Reproduce verbatim the line in which "(_read_model == nullptr)" occurs, together with each line that follows it to the end of the listing, and nothing more.

[Supplied material Boundary: Start]

PR #11199, opened 2025-03-28
fix(zigbeeEP): review of names and memory allocation

SuGlider:
## Description of Change
Just a general review of memory allocation routines and changing `string` variable name to avoid using reserved words.

## Tests scenarios
CI only

## Related links
https://github.com/espressif/arduino-esp32/pull/11196

### DIFF
--- a/libraries/Zigbee/src/ZigbeeEP.cpp
+++ b/libraries/Zigbee/src/ZigbeeEP.cpp
@@ -251,7 +251,7 @@ void ZigbeeEP::zbReadBasicCluster(const esp_zb_zcl_attribute_t *attribute) {
   if (attribute->id == ESP_ZB_ZCL_ATTR_BASIC_MANUFACTURER_NAME_ID && attribute->data.type == ESP_ZB_ZCL_ATTR_TYPE_CHAR_STRING && attribute->data.value) {
     zbstring_t *zbstr = (zbstring_t *)attribute->data.value;
     char *_read_manufacturer = (char *) malloc(zbstr->len + 1);
-    if (_read_manufacturer == nullptr) {
+    if (_read_manufacturer == NULL) {
       log_e("Failed to allocate memory for manufacturer data");
       xSemaphoreGive(lock);
       return;
@@ -264,7 +264,7 @@ void ZigbeeEP::zbReadBasicCluster(const esp_zb_zcl_attribute_t *attribute) {
   if (attribute->id == ESP_ZB_ZCL_ATTR_BASIC_MODEL_IDENTIFIER_ID && attribute->data.type == ESP_ZB_ZCL_ATTR_TYPE_CHAR_STRING && attribute->data.value) {
     zbstring_t *zbstr = (zbstring_t *)attribute->data.value;
     char *_read_model = (char *) malloc(zbstr->len + 1);
-    if (_read_model == nullptr) {
+    if (_read_model == NULL) {
       log_e("Failed to allocate memory for model data");
       xSemaphoreGive(lock);
       return;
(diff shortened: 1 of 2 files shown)


libraries/Zigbee/src/ZigbeeEP.cpp
```diff
@@ -40,9 +42,22 @@ bool ZigbeeEP::setManufacturerAndModel(const char *name, const char *model) {
...
+  if (basic_cluster == nullptr) {
+    log_e("Failed to get basic cluster");
+    return false;
+  }  
   // Allocate a new array of size length + 2 (1 for the length, 1 for null terminator)
-  char *zb_name = new char[name_length + 2];
-  char *zb_model = new char[model_length + 2];
+  char *zb_name = (char *) malloc(name_length + 2);
+  char *zb_model = (char *) malloc(model_length + 2);
+  if (zb_name == nullptr || zb_model == nullptr) {
```
me-no-dev, line 54: nitpick: You are using "C" AP (`malloc`)I. You should check against C value (`NULL`) not "C++" (`nullptr`). Same for the rest of the code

[Supplied material Boundary: End]

### [Solution to this task]
-    if (_read_model == nullptr) {
+    if (_read_model == NULL) {
       log_e("Failed to allocate memory for model data");
       xSemaphoreGive(lock);
       return;
(diff shortened: 1 of 2 files shown)


libraries/Zigbee/src/ZigbeeEP.cpp
```diff
@@ -40,9 +42,22 @@ bool ZigbeeEP::setManufacturerAndModel(const char *name, const char *model) {
...
+  if (basic_cluster == nullptr) {
+    log_e("Failed to get basic cluster");
+    return false;
+  }  
   // Allocate a new array of size length + 2 (1 for the length, 1 for null terminator)
-  char *zb_name = new char[name_length + 2];
-  char *zb_model = new char[model_length + 2];
+  char *zb_name = (char *) malloc(name_length + 2);
+  char *zb_model = (char *) malloc(model_length + 2);
+  if (zb_name == nullptr || zb_model == nullptr) {
```
me-no-dev, line 54: nitpick: You are using "C" AP (`malloc`)I. You should check against C value (`NULL`) not "C++" (`nullptr`). Same for the rest of the code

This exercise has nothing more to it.